[Items listed in a dataset]
PR #10423, opened 2026-09-01
curate: Add Cornelia de Lange Syndrome 4 (MONDO:0013864, RAD21)

### LINKED ISSUE #10405: Curate Cornelia de Lange syndrome 4 (MONDO:0013864)
Curate a dismech entry for **Cornelia de Lange syndrome 4** ([MONDO:0013864](https://monarchinitiative.org/MONDO:0013864)) — *RAD21* variants; the cohesin ring subunit, giving a milder CdLS-like phenotype than the NIPBL-driven classic form.

**First decide what this should be, and treat this as the substantive question.** `kb/disorders/Cornelia_de_Lange_Syndrome.yaml` already exists and mentions RAD21, and RAD21 also appears in `Mullegama-Klein-Martinez_Syndrome.yaml` and `WAPL-Related_Developmental_Disorder.yaml`. So this is a standalone-vs-`has_subtypes` call on the CdLS umbrella, not a blank slate.

Check what the umbrella actually binds rather than what it mentions — a gene named in prose with no bound term and no gene-specific pathograph is coverage in appearance only, which is what the cblA case (#10260) turned on. If the RAD21 phenotype is genuinely milder and mechanistically distinguishable from NIPBL haploinsufficiency, say so with evidence; if it is not, `SUBTYPE` plus a stub deletion is a completed curation.

Stub: `stubs/Cornelia_De_Lange_Syndrome_4.yaml`

kevinschaper:
Adds a knowledge-base entry for **Cornelia de Lange syndrome 4** (MONDO:0013864, heterozygous *RAD21*) — the form of the cohesinopathy spectrum that is defined by being milder than the classic disease, and by a gene that produces two different diseases depending on how many alleles are hit.

Closes #10405

## The mechanism, and why it is a different lesion

NIPBL, the gene behind classic CdLS, is the factor that **loads** cohesin onto chromatin; its disease is a dosage problem. RAD21 is the kleisin subunit that **closes the ring** — its N-terminus engages SMC3, its C-terminus SMC1A, its central domain recruits STAG1/STAG2 — and CdLS4 variants act at exactly those interfaces. 42% of published variants sit in the RAD21–SMC1A domain.

```
Heterozygous RAD21 variant
            |
            v
Disruption of the cohesin ring at the RAD21 subunit interfaces
            |
      +-----+-----------------+
      v                       v
Cohesin-dependent        Impaired DNA
transcriptional          damage response
dysregulation            (no clinical correlate)
      |
      v
Attenuated Cornelia de Lange phenotype
```

The allelic gradient runs the counterintuitive way: **dominant missense alleles cause worse findings than loss-of-function alleles**, which argues that the missense protein interferes with the ring rather than failing to join it.

## Entry-type decision

Standalone `Disease`. The issue asked what the umbrella *binds*, not what it mentions, so:

**The umbrella binds RAD21 properly.** `hgnc:9811` appears on `Cornelia_de_Lange_Syndrome.yaml`'s "Cohesin pathway gene disruption" node *and* on its own `genetic:` record carrying the ClinGen Definitive assertion. This is **not** the cblA situation of a gene named only in prose.

Three things nonetheless argued for a separate entry:

1. **The umbrella has no `has_subtypes` block at all.** Folding CdLS4 in would mean inventing a subtype axis, not filling a slot.
2. **The umbrella's pathograph is one generic node listing six cohesin genes together.** It has nowhere to record ring-versus-loader, the missense-worse-than-LOF gradient, or the attenuation — and the attenuation is the entire content of this entity.
3. **RAD21 is two diseases.** Biallelic RAD21 does not give a more severe CdLS; it gives **Mungan syndrome**, an enteric neuromyopathy with chronic intestinal pseudo-obstruction, whose mechanism runs through specific transcriptional targets (failure to bind the *APOB* promoter, reduced *RUNX1*, enteric neuron deficit in `rad21a` morphant zebrafish). A one-paragraph subtype line has nowhere to put that.

dismech already keeps gene-level cohesinopathies standalone — `Mullegama-Klein-Martinez_Syndrome` (STAG2), `WAPL-Related_Developmental_Disorder`, `CHOPS_Syndrome`, `CTCF-related_Neurodevelopmental_Disorder`, `Warsaw_breakage_syndrome`. **The umbrella was not modified.**

## The claim this entry does not make

An earlier draft argued that the international CdLS consensus score under-detects CdLS4, reasoning from the systematic review having to exclude patients scoring under 4. Then I read the dedicated RAD21 series, which says the opposite in as many words:

> "No RAD21 variant would have been missed using the CdLS consensus criteria for molecular studies"

Every cohort-A patient scored at least five. The claim was removed rather than kept as a plausible-sounding inference. What **both** sources support is that clinical *recognition* is harder here, and that is what the diagnosis node now says — with all three quotes curated so the disagreement is visible rather than resolved by fiat.

## The attenuation, in numbers

The best single figure is not in the abstract of anything:

> "The majority of RAD21 patients (16/29, 55%) have normal or mildly impaired cognitive functioning (SMC1A group 32%; NIPBL group 7%)"

And from the comparison table, the starkest contrast in the entry:

> "Major limb malformation HP:0001180/HP:0009776 **0/29** 0 0/49 0 **17/67 25**"

No major limb malformation in any of 29 RAD21 patients, against 25% of NIPBL patients. Visual impairment likewise 0/24, against 53% (SMC1A) and 44% (NIPBL). Synophrys — the single most recognisable CdLS sign — 68% vs 91%.

Note the phenotype is not uniformly diluted: **short 5th finger is 82% in RAD21 against 67% in NIPBL**, so this is a different shape, not a faded copy. That is stated in the phenotype description.

**The ClinGen assertion is cited for what it says and no more.** `CGGV:assertion_30ad5023…` is keyed to **MONDO:0016033**, the umbrella term, and contains no statement about the RAD21 phenotype. It is cited twice — inheritance and gene-disease validity — and both `explanation` fields say explicitly that it does not support the attenuation claim, which rests on PMID:22633399 and PMID:32193685 instead. (`just clingen-refresh` confirmed RAD21 carries exactly one ClinGen assertion; see the tooling note below.)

▶ Exercise instructions
Out of the entries above, write out only the lines between the line holding "3. **RAD21 is" and the line holding "RAD21 variant would", inclusive, each exactly as given.

▶ Answer space
3. **RAD21 is two diseases.** Biallelic RAD21 does not give a more severe CdLS; it gives **Mungan syndrome**, an enteric neuromyopathy with chronic intestinal pseudo-obstruction, whose mechanism runs through specific transcriptional targets (failure to bind the *APOB* promoter, reduced *RUNX1*, enteric neuron deficit in `rad21a` morphant zebrafish). A one-paragraph subtype line has nowhere to put that.

dismech already keeps gene-level cohesinopathies standalone — `Mullegama-Klein-Martinez_Syndrome` (STAG2), `WAPL-Related_Developmental_Disorder`, `CHOPS_Syndrome`, `CTCF-related_Neurodevelopmental_Disorder`, `Warsaw_breakage_syndrome`. **The umbrella was not modified.**

## The claim this entry does not make

An earlier draft argued that the international CdLS consensus score under-detects CdLS4, reasoning from the systematic review having to exclude patients scoring under 4. Then I read the dedicated RAD21 series, which says the opposite in as many words:

> "No RAD21 variant would have been missed using the CdLS consensus criteria for molecular studies"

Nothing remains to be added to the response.